Print the data that follows exactly as it stands, from its first line through the line containing "with that intention.", and stop there.

● ● ● ● ●

PR #1994, opened 2019-12-23
Rollover queuedbs between one and two files based on a tunable

mistachkin:
These changes add a new tunable 'queuedb_file_threshold', which is the number of megabytes before a second file should be added for a queuedb.  When there are two files for a queuedb, the first one is always being **consumed from** and the second one is alrways being **added to**.  Furthermore, when the first file is empty, it will be automatically cleaned up and the second file will be swapped over to it, thus becoming the new first file.


lua/sp.c
```diff
@@ -6555,11 +6564,22 @@ static int setup_sp_for_trigger(trigger_reg_t *reg, char **err,
...
         return -1;
     }
+    rc = bdb_lock_table_read_fromlid(db->handle,
+              bdb_get_lid_from_cursortran(clnt->dbtran.cursor_tran));
+    if (rc != 0) {
+        unlock_schema_lk();
+        return luaL_error(L, "cannot read-lock queue for sp:%s", spname);
+    }
+    unlock_schema_lk();
+
```
akshatsikarwar: Looks like repetition from `db_consumer`. Perhaps refactor to have one function to initialize?

bdb/llmeta.c
```diff
@@ -1967,6 +1967,159 @@ int bdb_del_file_versions(
     return bdb_chg_file_versions(bdb_state, input_trans, NULL, bdberr);
 }
 
+static int bdb_del_file_version(
```
akshatsikarwar: Consider using `kv_del` in `llmeta.c`. Perpare your key and pass to that routine so you don't have to repeat boilerplate for various CURD on llmeta. There also exists `kv_put` and friends for other ops.

lua/sp.c
mistachkin: Good idea.  There is still much polishing to do on this pull request.

bdb/llmeta.c
mistachkin: I thought about going that route; however, I thought it would be useful to build on the existing LLMETA abstraction layer by providing the "single delete" primitive, using the standard ("well-tested"?) boilerplate.

akshatsikarwar: Indeed. `kv_del` was written with that intention.

mistachkin: Right.  But `kv_del` appears to be generic for any LLMETA key.  What I was after was something that did also encapsulate the "file version" key building and other related logic.

plugins/dbqueuedb/dbqueuedb.c
```diff
@@ -366,15 +366,15 @@ static unsigned long long dbqueue_get_front_genid(struct dbtable *table,
...
     pthread_mutex_t *mu;
     pthread_cond_t *cond;
 
     init_fake_ireq(table->dbenv, &iq);
     iq.usedb = table;
     genid = 0;
 
-    rc = bdb_trigger_subscribe(table->handle, &cond, &mu, &open);
+    rc = bdb_trigger_subscribe(table->handle, &cond, &mu, &status);
     if (rc != 0) {
```
mistachkin: Need special handling for paused here...?

schemachange/sc_queues.c
```diff
@@ -548,14 +542,15 @@ static int perform_trigger_update_int(struct schema_change_type *sc)
...
         rc = trans_start(&iq, NULL, (void *)&tran);
         if (rc) {
             logmsg(LOGMSG_ERROR, "%s: trans_start rc %d\n", __func__, rc);
             goto done;
         }
 
         unsigned long long ver = 0;
-        if (bdb_get_file_version_qdb(db->handle, tran, &ver, &bdberr) == 0) {
+        if (bdb_get_file_version_qdb(db->handle, tran, 0, &ver, &bdberr) == 0) {
             sc_del_unused_files_tran(db, tran);
```
mistachkin: need to drop both files here for queuedb...

schemachange/sc_queues.c
```diff
@@ -599,3 +594,291 @@ int finalize_trigger(struct schema_change_type *s)
...
+               tran_type *tran)
+{
+    struct dbtable *db = getqueuebyname(queue_name);
+    if (db == NULL) {
+        logmsg(LOGMSG_ERROR, "%s: no such queuedb %s\n", __func__,
+               queue_name);
+        return -1;
+    }
+    int rc = bdb_trigger_pause(db->handle);
+    if (rc != 0) return rc;
```
mistachkin: error handling semantics here?  is this fatal?   unpause on failure?

sqlite/src/func.c
```diff
@@ -751,6 +754,33 @@ static void guidFromByteFunc(
...
+  sqlite3_value **argv
+){
+  assert( argc==1 );
+  if( sqlite3_value_type(argv[0])==SQLITE_TEXT ){
+    const unsigned char *zMsg = sqlite3_value_text(argv[0]);
+    if( zMsg ){
+      Pthread_mutex_lock(&test_log_file_mtx);
+      if( gbl_test_log_file!=NULL ){
+        FILE *file = fopen(gbl_test_log_file, "a+");
+        if( file!=NULL ){
```
mistachkin: Change this to use open() system call and sbuf2...

bdb/queuedb.c
```diff
@@ -76,15 +88,210 @@ static uint8_t *queuedb_key_put(struct queuedb_key *p_queuedb_key,
...
+                                 (FCRON)queuedb_cron_event, NULL,
+                                 NULL, NULL, dbenv, NULL, err, NULL);
+        if (p == NULL) {
+            logmsg(LOGMSG_ERROR, "Failed to schedule next queuedb event. "
+                            "rc = %d, errstr = %s\n",
+                    err->errval, err->errstr);
+        }
+    }
+    if (gbl_queuedb_file_threshold <= 0) return NULL;
+    if ((dbenv == NULL) || (dbenv->master != gbl_mynode)) return NULL;
```
mistachkin: grab the BDB lock and then check master-ship.

bdb/queuedb.c
```diff
@@ -76,15 +88,210 @@ static uint8_t *queuedb_key_put(struct queuedb_key *p_queuedb_key,
...
+    bdb_thread_event(dbenv->bdb_env, BDBTHR_EVENT_START_RDWR);
+    for (int i = 0; i < dbenv->num_qdbs; i++) {
```
mistachkin: grab the schema lock for the duration of this loop...

berkdb/env/env_method.c
```diff
@@ -1371,22 +1378,22 @@ __dbenv_get_durable_lsn(dbenv, lsnp, generation)
...
-	const uint8_t **open;
+	const uint8_t **status;
 {
 	int rc = 1;
 	struct __db_trigger_subscription *t;
 	t = __db_get_trigger_subscription(fname);
 	Pthread_mutex_lock(&t->lock);
-	if (t->open) {
+	if (t->status == TRIGGER_SUBSCRIPTION_OPEN) {
 		++t->active;
```
mistachkin: This is probably not correct.  Should check if status is open or paused?

berkdb/env/env_method.c
```diff
@@ -1427,7 +1434,50 @@ __dbenv_trigger_close(dbenv, fname)
...
+
+static int
+__dbenv_trigger_pause(dbenv, fname)
+	DB_ENV *dbenv;
+	const char *fname;
+{
+	struct __db_trigger_subscription *t;
+	t = __db_get_trigger_subscription(fname);
+	Pthread_mutex_lock(&t->lock);
+	t->status = TRIGGER_SUBSCRIPTION_PAUSED;
```
mistachkin: Maybe add an assert that status is not closed at this point?

bdb/queuedb.c
```diff
@@ -201,71 +418,94 @@ int bdb_queuedb_walk(bdb_state_type *bdb_state, int flags, void *lastitem,
...
-        if (rc == DB_LOCK_DEADLOCK) {
-            *bdberr = BDBERR_DEADLOCK;
-            rc = -1;
-            goto done;
-        } else if (rc == DB_NOTFOUND) {
-            /* EOF */
-            rc = 0;
-            goto done;
+        if (flags & BDB_QUEUE_WALK_RESTART) {
+            /* this is a restart, and lastitem containts a copy of the last key when
```
mistachkin: Double check this...  What are the expected semantics for the BDB_QUEUE_WALK_RESTART flag and do we still meet them?

plugins/dbqueuedb/dbqueuedb.c
mistachkin: Given how this function is used, I think returning a zero genid when paused is the correct behavior, i.e. this function is only used to determine when an inactivity warning should be emitted into the log file and I believe that when a queuedb is paused, it should not have these warnings.

schemachange/sc_queues.c
mistachkin: Actually (per comment), I think this code is OK.

lua/sp.c
```diff
@@ -696,19 +706,52 @@ char *sp_column_name(struct response_data *arg, int col)
...
 
+static int grab_qdb_table_read_lock(struct sqlclntstate *clnt,
+                                    struct dbtable *db, trigger_reg_t *reg,
+                                    int have_schema_lock)
+{
+    if (!gbl_queuedb_read_locks) return 0;
+    if ((reg != NULL) && reg->qdb_locked) {
+        return 0; /* we already have the table read lock */
+    }
+    if (!have_schema_lock && (tryrdlock_schema_lk() != 0)) {
```
markhannum, line 717: Since you are making sure to call this only once, you should now be avoiding lock ordering issues with schema-lk and the table-locks .. no?  I think you can block on the schema-lk rather than trylock.

bdb/queuedb.c
```diff
@@ -335,25 +555,45 @@ int bdb_queuedb_stats(bdb_state_type *bdb_state,
...
             rc = -1;
             goto done;
         } else if (rc == DB_NOTFOUND) {
-            /* EOF */
-            rc = 0;
-            goto done;
+            if (!did_dbcp2_first && (dbcp2 != dbcp1)) {
+                rc = bdb_cget_unpack(bdb_state, dbcp2, &dbt_key, &dbt_data, &ver,
+                                     DB_FIRST);
+                did_dbcp2_first = 1; goto chk_db_first_rc;
```
markhannum, line 591: This is wrong- chk_db_first_rc goto target should be repositioned to line 579 .. 

>> this will error out unintentionally if file0 returns NOTFOUND, but file1 returns 0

● ● ● ● ●

## ANSWER SECTION
PR #1994, opened 2019-12-23
Rollover queuedbs between one and two files based on a tunable

mistachkin:
These changes add a new tunable 'queuedb_file_threshold', which is the number of megabytes before a second file should be added for a queuedb.  When there are two files for a queuedb, the first one is always being **consumed from** and the second one is alrways being **added to**.  Furthermore, when the first file is empty, it will be automatically cleaned up and the second file will be swapped over to it, thus becoming the new first file.


lua/sp.c
```diff
@@ -6555,11 +6564,22 @@ static int setup_sp_for_trigger(trigger_reg_t *reg, char **err,
...
         return -1;
     }
+    rc = bdb_lock_table_read_fromlid(db->handle,
+              bdb_get_lid_from_cursortran(clnt->dbtran.cursor_tran));
+    if (rc != 0) {
+        unlock_schema_lk();
+        return luaL_error(L, "cannot read-lock queue for sp:%s", spname);
+    }
+    unlock_schema_lk();
+
```
akshatsikarwar: Looks like repetition from `db_consumer`. Perhaps refactor to have one function to initialize?

bdb/llmeta.c
```diff
@@ -1967,6 +1967,159 @@ int bdb_del_file_versions(
     return bdb_chg_file_versions(bdb_state, input_trans, NULL, bdberr);
 }
 
+static int bdb_del_file_version(
```
akshatsikarwar: Consider using `kv_del` in `llmeta.c`. Perpare your key and pass to that routine so you don't have to repeat boilerplate for various CURD on llmeta. There also exists `kv_put` and friends for other ops.

lua/sp.c
mistachkin: Good idea.  There is still much polishing to do on this pull request.

bdb/llmeta.c
mistachkin: I thought about going that route; however, I thought it would be useful to build on the existing LLMETA abstraction layer by providing the "single delete" primitive, using the standard ("well-tested"?) boilerplate.

akshatsikarwar: Indeed. `kv_del` was written with that intention.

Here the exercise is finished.